Content starts
Issue #838, opened 2018-06-26
Docs should not encourage global npm installation


dpogue:
Currently the docs say to run `sudo npm install -g cordova` which is not great from a best practices standpoint. We should never encourage running npm with sudo because of permissions problems, and npm recommends not installing anything globally if it can be helped.

We should update our documentation to use `npx cordova` instead ([npx](https://blog.npmjs.org/post/162869356040/introducing-npx-an-npm-package-runner) requires npm >=5.2.0), and add cordova as a devDependency to our hello-world project template.

brodybits:
> Currently the docs say to run `sudo npm install -g` cordova which is not great

+1 (+100 if you change "not great" to "bad")

> use `npx cordova` instead

- does not work for `create`
- I could image a developer wanting to use own installation of Cordova CLI, regardless of what is used by the project

I would favor an approach inspired by React Native:
- Simplistic create Cordova app tool
- The generated Cordova app could have npm scripts for some the most important tasks from Cordova CLI

I guess the user could have a choice whether to use "npx cordova" or own installation of Cordova CLI for other tasks.

dpogue:
It works perfectly for create: `npx cordova create MyProject`
You can even use a specific version: `npx cordova@5.4.0 create MyProject`

raphinesse:
I'd suggest presenting both alternatives:

- global installation (without using sudo)
- Add to devDeps and use with npx (advertise as preferred!)

And then just keep using plain `cordova` throughout the docs.

janpio:
There probably was a reason why `sudo` is mentioned currently?

> And then just keep using plain cordova throughout the docs.

Will this work on all platforms without the global `cordova` install?

dpogue:
>> And then just keep using plain cordova throughout the docs.
>
> Will this work on all platforms without the global cordova install?

No, if you don't install cordova globally, you'd always need to prefix it with `npx` when you want to run it.

`npx` will look inside node_modules for it, and use it from there if it exists, or else it will install it into a temporary folder and run it from there for the duration of the command

raphinesse:
> There probably was a reason why `sudo` is mentioned currently?

@janpio I suppose because for most default setups you need root access to install npm packages globally. This is widely considered a bad idea though. Instead you should setup npm to install global packages to your home folder, for example. Other than that, `sudo` is still mainly an Ubuntu thing, or am I mistaken?

Anyway, I was suggesting the following:

Inform the user *once* about his options on how to install `cordova`:
[...]

PR #987, opened 2019-05-09
Prefer local cordova CLI with npx

oliversalzburg:
### Platforms affected

None

### Motivation and Context

See #838 for discussion about this change.

### Description

This changes the documentation to recommend using a project-local installation of `cordova`, instead of relying on a global installation.

The thinking that went into this change was:

- When a command or script is simply mentioned, to refer to the task it handles, no `npx` should **not** be prefixed.
- If the given command is an example of invocation, `npx` should be prefixed.

I tried to be consistent with this, hopefully, I didn't fail.

I also tried to bring more consistency to syntax highlighting and prefixing CLI usages with `$`. I hope that wasn't completely out of scope for this change.

### Checklist

### DIFF
--- a/www/contribute/issues.md
+++ b/www/contribute/issues.md
@@ -32,15 +32,27 @@ If you aren't sure about the priority, leave the default (major) selected. Pleas
 
 You can quickly find out versions of platforms/plugins you're using by running:
 
-    cordova platform ls
+```bash
+$ npx cordova platform ls
+```
 
 or
 
-    cordova plugin ls
+```bash
+$ npx cordova plugin ls
+```
 
 in your project respectively. You can find out the version of the Cordova CLI you're using by running:
 
-    cordova --version
+```bash
+$ npx cordova --version
+```
+
+If you have installed `cordova` globally (which is an alternative way to use Cordova), you just invoke the same commands without `npx`:
+
+```bash
+$ cordova --version
+```
 
 # Generating CLI logs
 
--- a/www/docs/en/dev/guide/cli/index.md
+++ b/www/docs/en/dev/guide/cli/index.md
@@ -35,59 +35,22 @@ The Cordova command-line tool is distributed as an npm package.
 To install the `cordova` command-line tool, follow these steps:
 
 1. Download and install [Node.js](https://nodejs.org/en/download/). On
-   installation you should be able to invoke `node` and `npm` on your
+   installation you should be able to invoke `node`, `npm` and `npx` on your
    command line.
 
 1. (Optional) Download and install a [git client](http://git-scm.com/downloads), if you don't
    already have one. Following installation, you should be able to invoke `git`
    on your command line. The CLI uses it to download assets when they are referenced using a url to a git repo.
 
-1. Install the `cordova` module using `npm` utility of Node.js. The `cordova`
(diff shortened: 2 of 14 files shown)


oliversalzburg:
The `www/docs/en/dev/guide/appdev/hooks/index.md` have a couple of use cases I was not yet sure on how they should look now. I also need to check how `CORDOVA_CMDLINE` behaves with this approach.

www/contribute/issues.md
```diff
@@ -32,14 +32,24 @@ If you aren't sure about the priority, leave the default (major) selected. Pleas
...
+$ npx cordova plugin ls
+```
 
 in your project respectively. You can find out the version of the Cordova CLI you're using by running:
 
+```bash
+$ npx cordova --version
+```
+
+If you have installed `cordova` globally (which is not recommended), you just invoke the same commands without `npx`:
```
janpio: "not recommended" is strong wording. We recommended exactly this for ~10 years. "alternative way to use Cordova" seems more suitable.

dblotsky:
I don’t think recommending `npx` is responsible advice to our users; more details in #838.

brodybits:
> I also need to check how `CORDOVA_CMDLINE` behaves with this approach.

Can you elaborate on this?

I wonder if this should be discussed in a separate issue or mailing list thread?

(I would favor a separate issue that is linked to this PR for easier tracking.)

oliversalzburg:
The documentation says that `CORDOVA_CMDLINE` is set to the command line with which cordova was invoked. If this includes `npx` when it is invoked with `npx`, what does that imply in terms of compatibility? I'm guessing, nothing, because it was a working approach to invoking cordova previously, but I wanted to look into it anyway.

www/docs/en/dev/guide/cli/index.md
```diff
@@ -35,78 +35,54 @@ The Cordova command-line tool is distributed as an npm package.
...
+```bash
+$ cd hello
+```
 
-Go to the directory where you maintain your source code, and create a cordova project:
+Until necessary adjustments have been made to Cordova to do this for your automatically, you're going to want to install the current version of Cordova into your new project:
 
 ```bash
-$ cordova create hello com.example.hello HelloWorld
+$ npm --save-dev cordova
```
purplecabbage: `$ npm install --save-dev cordova`

www/docs/en/dev/guide/cli/index.md
```diff
@@ -35,78 +35,54 @@ The Cordova command-line tool is distributed as an npm package.
...
+All subsequent commands need to be run within the project's directory,
+or any subdirectories:
 
-## Create the App
+```bash
+$ cd hello
+```
 
-Go to the directory where you maintain your source code, and create a cordova project:
+Until necessary adjustments have been made to Cordova to do this for your automatically, you're going to want to install the current version of Cordova into your new project:
```
janpio:
```suggestion
Until necessary adjustments have been made to Cordova to do this for you automatically, you're going to want to install the current version of Cordova into your new project:
```

purplecabbage:
Closing this as stale.
I think the use case is still valid, but this should be presented as an alternative way of setting up a project, and not go through and replace all existing commands with npx versions.

PR #990, opened 2019-05-10
Update to latest gulp-sass

raphinesse:
This has the following benefits:

- Uses a node-sass version that officially supports Node.js 8
- Speeds up installation because we do not need to compile node-sass
- Fixes some npm security audit warnings

This slightly changes the _formatting_ of the website's generated CSS.
Other than that, this does not change the build output.


dblotsky:
Please take a look at the follow-up #993.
Content ends
Exercise requirements:
Only the lines containing "which" are needed; pull them out of the listing.

Answer box:
Currently the docs say to run `sudo npm install -g cordova` which is not great from a best practices standpoint. We should never encourage running npm with sudo because of permissions problems, and npm recommends not installing anything globally if it can be helped.
> Currently the docs say to run `sudo npm install -g` cordova which is not great
+If you have installed `cordova` globally (which is an alternative way to use Cordova), you just invoke the same commands without `npx`:
+If you have installed `cordova` globally (which is not recommended), you just invoke the same commands without `npx`:
The documentation says that `CORDOVA_CMDLINE` is set to the command line with which cordova was invoked. If this includes `npx` when it is invoked with `npx`, what does that imply in terms of compatibility? I'm guessing, nothing, because it was a working approach to invoking cordova previously, but I wanted to look into it anyway.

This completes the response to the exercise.